The Shares are being offered on a "best efforts" basis by the Company and
certain expenses of the Offering will be paid from the proceeds of the
Offering. The Company anticipates that such expenses will not exceed $1,000
as detailed in the Use of Proceeds.
DIRECTORS, OFFICERS AND KEY PERSONNEL OF THE COMPANY
Officers and Directors. The following information sets forth the names
of the officers and directors of the Company, their present position with the
Company and biographic information:
NAME POSITION HELD SINCE
Harmel S. Rayat President & Director September 1, 1995
Kundan S. Rayat Director & Secretary August 25, 1995
Valerie Boeldt-Umbright Director March 29, 1996
Diane Nuziato Director November 1, 1995
Michael Blue Director August 15, 1996
Harmel S. Rayat - President and Chief Executive Officer. Mr. Rayat is one of
the co- developers of the MedCare Program. Mr. Rayat has been in the venture
capital industry since 1981 and is the president of Hartford Capital
Corporation, a company that specializes in providing early stage funding and
investment banking services to emerging growth corporations.

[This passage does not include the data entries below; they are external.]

PR #29, opened 2015-11-25
YD-65 Implement delete of a message

2gmpoyhonen:


Bert-R:
Please sync with Master.

core/src/main/java/nu/yona/server/analysis/service/GoalConflictMessageDTO.java
```diff
@@ -28,6 +30,7 @@
 @JsonRootName("goalConflictMessage")
 public class GoalConflictMessageDTO extends MessageDTO
 {
+	private static final String DELETE = "delete";
```
Bert-R: The delete should be done the REST way: doing a DELETE on the message URL.

appservice/src/intTest/groovy/nu/yona/server/DeleteDirectMessageTest.groovy
```diff
@@ -0,0 +1,365 @@
...
+
+	def 'Richard tries to delete Bob\'s buddy acceptance before it is processed'(){
+		given:
+
+		when:
+			def response = appService.deleteResourceWithPassword(richardQuinBuddyMessageDeleteURL, richardQuinPassword)
+
+		then:
+			response.status == 400
+			response.responseData?.code == "error.cannot.delete.unprocessed.message"
```
aristotelos: Maybe you would like to not reply to a connect request and let it expire instead of rejecting it. This is what I sometimes do with Facebook/LinkedIn to avoid disappointing people...

Bert-R: That still doesn't imply that you can delete it. The cleanup program should
take care of that.

aristotelos: Agreed.

PR #30, opened 2015-11-25
YD-53 unsubscribe, YD-59 remove buddy

aristotelos:


core/src/main/java/nu/yona/server/subscriptions/entities/Buddy.java
```diff
@@ -133,10 +138,10 @@ public Status getSendingStatus()
 		return getBuddyAnonymized().getSendingStatus();
 	}
 
-	public void setLoginID(UUID loginID)
+	public void setUserAnonymizedID(UUID userAnonymizedID)
```
Bert-R: This should be login ID, as that's the functional term.

core/src/main/java/nu/yona/server/subscriptions/entities/BuddyAnonymized.java
```diff
@@ -81,13 +81,8 @@ public void setReceivingStatus(Status receivingStatus)
 		this.receivingStatus = receivingStatus;
 	}
 
-	public UUID getLoginID()
+	public UUID getUserAnonymizedID()
```
Bert-R: Same here.

core/src/main/java/nu/yona/server/subscriptions/entities/BuddyConnectRemoveMessage.java
```diff
@@ -0,0 +1,47 @@
+package nu.yona.server.subscriptions.entities;
+
+import java.util.UUID;
+
+import javax.persistence.Entity;
+
+import nu.yona.server.subscriptions.service.BuddyService.DropBuddyReason;
+
+@Entity
+public class BuddyConnectRemoveMessage extends BuddyMessage
```
Bert-R: This name is not logical. What about ``BuddyDisconnectMessage``?

core/src/main/java/nu/yona/server/subscriptions/service/BuddyConnectRemoveMessageDTO.java
```diff
@@ -0,0 +1,110 @@
...
+import nu.yona.server.messaging.service.MessageActionDTO;
+import nu.yona.server.messaging.service.MessageDTO;
+import nu.yona.server.messaging.service.MessageService.DTOManager;
+import nu.yona.server.messaging.service.MessageService.TheDTOManager;
+import nu.yona.server.subscriptions.entities.BuddyConnectRemoveMessage;
+import nu.yona.server.subscriptions.entities.User;
+import nu.yona.server.subscriptions.service.BuddyService.DropBuddyReason;
+
+@JsonRootName("buddyConnectRemoveMessage")
+public class BuddyConnectRemoveMessageDTO extends BuddyMessageDTO
```
Bert-R: This name is not logical. What about ``BuddyDisconnectMessageDTO``?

Valerie Boeldt-Umbright - Director. Mrs. Boeldt-Umbright is a registered
nurse, with a Bachelors of Science degree in community health education from
Northern Illinois University. With over two years of actual management
experience in the day to day operation of the Incontinence Clinic in Chicago,
Mrs. Boeldt-Umbright has supervised personnel, dealt with insurance and
reimbursement matters, marketing and physician interaction and referrals. She
has instructed patients in biofeedback for their pelvic floor muscles,
established individualized neuromuscular reeducation programs, written new
clinical protocols and articles for publication and has worked as a member of
a university team to provide excellent care and medical treatment for patients.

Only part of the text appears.